# [Task requirements]
An exact copy of every entry is the required answer.
======
Issue #1033, opened 2017-11-16
Investigate C# 7.2 benefits


jskeet:
It's not clear to me what the versioning implications are yet, but this could be good.

https://docs.microsoft.com/en-gb/dotnet/csharp/reference-semantics-with-value-types

oriash93:
I'm not sure if C# 7 features are used, but I made a PR for inline out variables (#1098).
======
# [Result of the task]
Issue #1033, opened 2017-11-16
Investigate C# 7.2 benefits


jskeet:
It's not clear to me what the versioning implications are yet, but this could be good.

https://docs.microsoft.com/en-gb/dotnet/csharp/reference-semantics-with-value-types

oriash93:
I'm not sure if C# 7 features are used, but I made a PR for inline out variables (#1098).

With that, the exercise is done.